* _SUPPLIED INFORMATION_
____

PR #738, opened 2021-03-27
cleanup local job_id directory upon clean exit

bmc-msft:


src/agent/onefuzz-agent/src/local/libfuzzer_fuzz.rs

____

* _YOUR INSTRUCTIONS_
Each line above is to be reproduced exactly. Leave none out.

* _SOLUTION TO THE PROBLEM_
PR #738, opened 2021-03-27
cleanup local job_id directory upon clean exit

bmc-msft:


src/agent/onefuzz-agent/src/local/libfuzzer_fuzz.rs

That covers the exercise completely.